Notícia da edição impressa de 23/12/2016. Alterada em 23/12 às 15h00min

No Rio Grande e no País, Natal renova a fé e a esperança

Um mundo conturbado e um Brasil envolto em problemas. Há mesmo um desalento com as guerras continuadas pelo mundo, das quais a Síria é o pior exemplo, onde mulheres e crianças têm sido mortas, impiedosamente. Para alguns, as festividades de Natal soam falsas em um mundo que escolheu a guerra e o ódio, e onde milhões passam fome diariamente.
Teremos luzes, festas, árvores iluminadas, presépios, porém o Rio Grande do Sul também passa por tensões, com um crônico déficit dos cofres públicos, sem dinheiro há muito tempo, com despesas acima das receitas. Na Assembleia Legislativa, os deputados apoiaram vários projetos de enxugamento administrativo, faltando novas votações sobre outras iniciativas do governo do Estado.
Déficit recorrente é um dos motivos citados para a falta de confiança na economia desde 2015. Sem verbas, não há investimentos, e os serviços públicos só se deterioram, malgrado o bom e esforçado trabalho dos servidores em áreas essenciais, como educação, saúde, segurança e assistência social, além de investimentos na infraestrutura. As medidas são mesmo amargas, mas ninguém deu solução factível para erradicar a falta de dinheiro.

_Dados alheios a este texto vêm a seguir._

PR #932, opened 2022-12-07
Support packages on gha

Molter73:
## Description

This PR adds a workflow for creating and pushing support packages on GHA. The procedure is relatively straight forward, most of the process consists of calling the scripts under `kernel-modules/support-packages` in the right order and with the correct environment variables and parameters set.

Combate à sonegação tem ações das equipes da Fazenda e afins. E cortar os incentivos fiscais dados para empresas que ainda não operavam no Estado e para aqui vieram justamente para não pagarem alguns tributos não parece ser algo lógico. E, sem isenções, muitas não iriam embora em meio à queda generalizada nas vendas?
No Rio Grande do Sul, há sempre um embate entre os opostos, irreconciliáveis, até a quebra do Estado. A má tradição administrativa gaúcha funciona assim mesmo, permitindo déficits, falta de polícia, de presídios e de professor em escola, além de aumento da criminalidade.
Só aí os agentes públicos e a população se movimentam para fazer o essencial, diante de uma crise brutal e sem precedentes, mas que tudo isso seja parte do necessário aprendizado. Aumentar impostos, nem pensar, diante da atual alta carga. Demitir servidor tem muita crítica, privatizar não querem, parcelar salários não é bom. Enfim, nada pode, mas o déficit só tem aumentado.
Infelizmente, mesmo próximo do Natal, a data comemorativa mais importante para o comércio brasileiro, a confiança dos empresários caiu em novembro, segundo a Confederação Nacional do Comércio de Bens, Serviços e Turismo (CNC).
Ora, o maior empenho dos seres humanos deveria ser prevenir ou remover o mal, neutralizando-o ou transformando-o em bem. No Natal, vamos renovar a esperança para vencermos o natural medo do futuro.
O nascimento de Jesus Cristo, há 2.016 anos, é o símbolo de que dias melhores chegariam, para todos os que praticassem o bem e amassem ao próximo como a si mesmos. Importa é que festejaremos o Natal. Independentemente de nossas religiões, é momento de reflexão, paz a confraternização, na esteira dos ensinamentos do Mestre.
Como o ano passou depressa, a frase ouvida é porque a vida está mais corrida. Nossos pais reclamavam disso, também nossos avós. Rápido demais, com certeza, o mundo mudou, e o Brasil mudou junto.
Porém não fiquemos na escuridão da transcendência, sem avaliar os ensinamentos espirituais. O amor dos pais deve ser repassado para os filhos. Afastemos de nós as preocupações, que olham em volta. A tristeza olha para trás, a fé olha para cima. Um Feliz Natal para todos!